И это уже не имело значения. Но Робер все-таки взглянул на них; фотографии, которые выпали из кармана Ван Вельде во время их последнего визита к нему. На одной — Ван Вельде, немного моложе, чем сейчас, с женой, небезызвестной Сюзи. Нежная супружеская пара, мало того — счастливая! Рука жены обвила талию мужа.
— Впечатляюще, не правда ли? Нежность, вызванная полярностью пола, как говорит Эгпарс. А кроме того, он чувствует себя защищенным в объятиях этой здоровой, цветущей бабы.
Другая фотография — из времен войны. Робер улыбнулся краешком губ. Все, что изображено здесь, известно ему в мельчайших подробностях, начиная от похоронных дрог Аглена и кончая гербовым щитом нотариуса, — он ощущает зловещую атмосферу деревни, покинутой жителями.

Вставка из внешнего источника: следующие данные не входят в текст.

PR #1696, opened 2026-08-06
fix: ensure concurrency-safe session management in `HTTPSession`

### LINKED ISSUE #1695: Concurrent requests each create their own ClientSession (session cache race in `_get_session`)
**Describe the bug**

`AIOHTTPSession._get_session()` is supposed to cache one `aiohttp.ClientSession` per
`proxy_url`. Since 3.8.0 the cache fill is no longer atomic: concurrent first-use on a single
client each creates its own `ClientSession` / `TCPConnector`. Only the last one is stored in
`self._sessions`; the rest stay alive in `self._exit_stack` but are unreachable.

Consequence: one client can hold many connection pools instead of one. `max_pool_connections`
is applied per connector, so the effective limit is multiplied by the number of duplicates, and
the extra sockets live until the client is closed.

Introduced by [#1587](https://github.com/aio-libs/aiobotocore/pull/1587), which made
`_create_connector` a coroutine that awaits `asyncio.to_thread(...)`. That added a suspension
point between the cache check and the cache store:

```python
async def _get_session(self, proxy_url):
    if not (session := self._sessions.get(proxy_url)):
        connector = await self._create_connector(proxy_url)   # suspends here
        self._sessions[proxy_url] = session = await self._exit_stack.enter_async_context(
            aiohttp.ClientSession(connector=connector, ...)
        )
    return session
```

While the first caller is suspended in `to_thread`, every other caller also sees an empty cache
and takes the same branch. In 3.7.0 `_create_connector` was synchronous and
`ClientSession.__aenter__` does not yield, so the fill was effectively atomic.

Moving the SSL build off the loop is the right change; the cache fill just needs to stay
single-flight (e.g. a per-`proxy_url` `asyncio.Lock`, or a placeholder/future installed in
`self._sessions` before the `await`).

Still present on `main` at the time of writing.

**Checklist**

- [x] I have tried the same code in botocore to ensure this is an aiobotocore specific issue
- [x] I have tried similar code in aiohttp to ensure this is is an aiobotocore specific issue

**pip freeze results**

Reproducing env (`aiobotocore==3.8.0`). `pip check` reports no broken requirements.

```
aiobotocore==3.8.0
aiohappyeyeballs==2.7.1
aiohttp==3.14.3
aioitertools==0.13.0
aiosignal==1.4.0
attrs==26.1.0
botocore==1.43.46
frozenlist==1.8.0
idna==3.18
jmespath==1.1.0
multidict==6.7.1
propcache==0.5.2
python-dateutil==2.9.0.post0
six==1.17.0
typing_extensions==4.16.0
urllib3==2.7.0
wrapt==2.3.0
yarl==1.24.5
```

**Environment:**

- Python Version: 3.12.3
- OS name and version: Linux 5.10.209-198.858.amzn2.x86_64 (Amazon Linux 2), x86_64, glibc 2.39

**Additional context**

### Reproduce

Ten concurrent requests on one client. No network or credentials needed — the connection
failures are irrelevant; the session count is the point.

```python
import asyncio

async def main():
    session = get_session()
    async with session.create_client(
        "s3",
        region_name="us-east-1",
        aws_access_key_id="x",
        aws_secret_access_key="y",
        endpoint_url="http://127.0.0.1:1",
    ) as client:
        await asyncio.gather(
            *(client.list_buckets() for _ in range(10)), return_exceptions=True
        )
        http = client._endpoint.http_session
        print("created:", len(http._exit_stack._exit_callbacks))
        print("cached: ", len(http._sessions))

asyncio.run(main())
```

Same script, two throwaway envs (identical Python / aiohttp; `botocore` cannot be held
constant because the two aiobotocore releases pin non-overlapping ranges):

```bash
python -m venv /tmp/aio-370 && /tmp/aio-370/bin/pip install 'aiobotocore==3.7.0'
python -m venv /tmp/aio-380 && /tmp/aio-380/bin/pip install 'aiobotocore==3.8.0'
/tmp/aio-370/bin/python repro.py
/tmp/aio-380/bin/python repro.py
```

| Version | created | cached |
|---|---|---|
| 3.7.0 | 1 | 1 |
| 3.8.0 | **10** | 1 |

Or more directly, without going through a client — this never enters botocore, so holds
everything except aiobotocore constant:

```python
import asyncio
from aiobotocore.httpsession import AIOHTTPSession

async def main():
    async with AIOHTTPSession() as http:
        sessions = await asyncio.gather(*(http._get_session(None) for _ in range(10)))
    print("distinct ClientSession objects:", len({id(s) for s in sessions}))

asyncio.run(main())
```

| Version | distinct |
|---|---|
| 3.7.0 | 1 |
| 3.8.0 | **10** |

### Checklist notes

- **botocore:** `botocore.httpsession.URLLib3Session` is synchronous and has no
  equivalent of this async `_get_session` cache. There is no concurrent-await race to
  reproduce there. The second snippet above isolates the bug to
  `aiobotocore.httpsession.AIOHTTPSession` without involving botocore at all.
- **aiohttp:** `aiohttp.ClientSession` / `TCPConnector` do not implement this
  `proxy_url`-keyed session cache or the `asyncio.to_thread` SSL-build path. The race is in
  aiobotocore's caching layer on top of aiohttp. `aiohttp` was held at 3.14.3 across both
  aiobotocore versions above.
- **regression:** 3.7.0 → 1 session; 3.8.0 → 10 sessions. Same Python 3.12.3, same
  `aiohttp==3.14.3`. Still present on `main`.

jakob-keller:
### Description of Change

Ensure concurrency-safe session management in `HTTPSession`.

### Assumptions

None

* [x] If this is resolving an issue (needed so future developers can
  determine if change is still necessary and under what conditions)
  (can be provided via link to issue with these details): closes #1695
* [ ] If this is providing a new feature (can be provided via link to issue with these details):
  * [ ] Why needed

* [ ] I have read and followed [CONTRIBUTING.rst](https://github.com/aio-libs/aiobotocore/blob/main/CONTRIBUTING.rst#how-to-upgrade-botocore)
* [ ] I have added URL to diff: <https://github.com/boto/botocore/compare/>[CURRENT_BOTO_VERSION_TAG]...[NEW_BOTO_VERSION_TAG]

### DIFF
--- a/aiobotocore/httpsession.py
+++ b/aiobotocore/httpsession.py
@@ -83,6 +83,7 @@ class AIOHTTPSession:
 
         # TODO: handle socket_options
         # keep track of sessions by proxy url (if any)
+        self._sessions_lock = asyncio.Lock()
         self._sessions: dict[str | None, aiohttp.ClientSession] | None = None
         self._verify = verify
         self._proxy_config = ProxyConfiguration(
@@ -128,10 +129,11 @@ class AIOHTTPSession:
 
     async def __aexit__(self, exc_type, exc_val, exc_tb):
         assert self._sessions is not None, 'Session was never entered'
-        self._sessions.clear()
-        await self._exit_stack.aclose()
-        # Make _sessions unusable once context is exited
-        self._sessions = None
+        async with self._sessions_lock:
+            self._sessions.clear()
+            await self._exit_stack.aclose()
+            # Make _sessions unusable once context is exited
+            self._sessions = None
 
     def _get_ssl_context(self):
         return create_urllib3_context()
@@ -222,17 +224,19 @@ class AIOHTTPSession:
 
     async def _get_session(self, proxy_url):
         if not (session := self._sessions.get(proxy_url)):
-            connector = await self._create_connector(proxy_url)
-            self._sessions[proxy_url] = (
-                session
-            ) = await self._exit_stack.enter_async_context(
-                aiohttp.ClientSession(
-                    connector=connector,
-                    timeout=self._timeout,
-                    skip_auto_headers={'CONTENT-TYPE'},
-                    auto_decompress=False,
-                ),
-            )
+            async with self._sessions_lock:
+                if not (session := self._sessions.get(proxy_url)):
+                    connector = await self._create_connector(proxy_url)
+                    self._sessions[proxy_url] = (
+                        session
+                    ) = await self._exit_stack.enter_async_context(
+                        aiohttp.ClientSession(
+                            connector=connector,
+                            timeout=self._timeout,
+                            skip_auto_headers={'CONTENT-TYPE'},
+                            auto_decompress=False,
+                        ),
+                    )
 
         return session
 


jakob-keller:
@claude please review

thehesiod (approved):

Ван Вельде, капрал, гордый, стоит в дверях дома — казармы, небрежно поигрывая пистолетом капитана Бло.
Робер не позволял себе расстаться с мыслью, что тут нет ничего, кроме обыкновенного сходства. Он подсознательно изо всех сил боролся с собой, стараясь убедить себя, что спасенный самоубийца и капрал Ван Вельде — не одно лицо. Он прибегал ко всяческим уловкам. Он с надеждой схватился за спасительную идею: его-де, сбивал с толку злосчастный романтизм, который свойствен ему как изобретателю завлекательных историй. Но тщетно. Самоубийца из Марьякерке все-таки был убийцей из деревни Полуночницы — первым солдатом, награжденным за уничтожение врага в рождественскую ночь тысяча девятьсот тридцать девятого года, когда немцы, ничего не ведая, распевали на ничейной земле Heilige Nacht — одним словом, Ван Вельде нынешний — тот самый герой Ван Вельде.
Робер повернулся к Оливье:
— Ты случайно не едешь в Брюгге?
— Сегодня нет. Завтра.
— Мне бы хотелось поехать с тобой. Помнишь Санлека, торговца свечами, в прошлый раз мы не застали его?
— Это за Марктом, кажется?
— Да. Я непременно должен его увидеть.
— Нет ничего легче. Тебе вовсе не нужно ждать меня. Привратник знает тебя. И, — тут Оливье все-таки не удержался, — ты свободен, абсолютно свободен, — с мелодраматическим надрывом произнес он.
— Мы все свободны, не так ли, мосье?
Эгпарс, мывший под краном руки, важно кивнул:
— Свободны, но не безответственны.
Ван Вельде все еще спал. А когда он в упор расстреливал Хорста Шварца, адвоката из Мюнхена, бродившего той рождественской ночью между позициями французов и немцев в поисках обезумевшей коровы, понимал ли он тогда, что он, хоть и свободен, но не безответствен? А когда он глотал барбитураты, чтобы расквитаться с жизнью, из-за Сюзи, обманувшей его с малюткой Фредом, тогда он был свободен? Да, свободен, но не безответствен!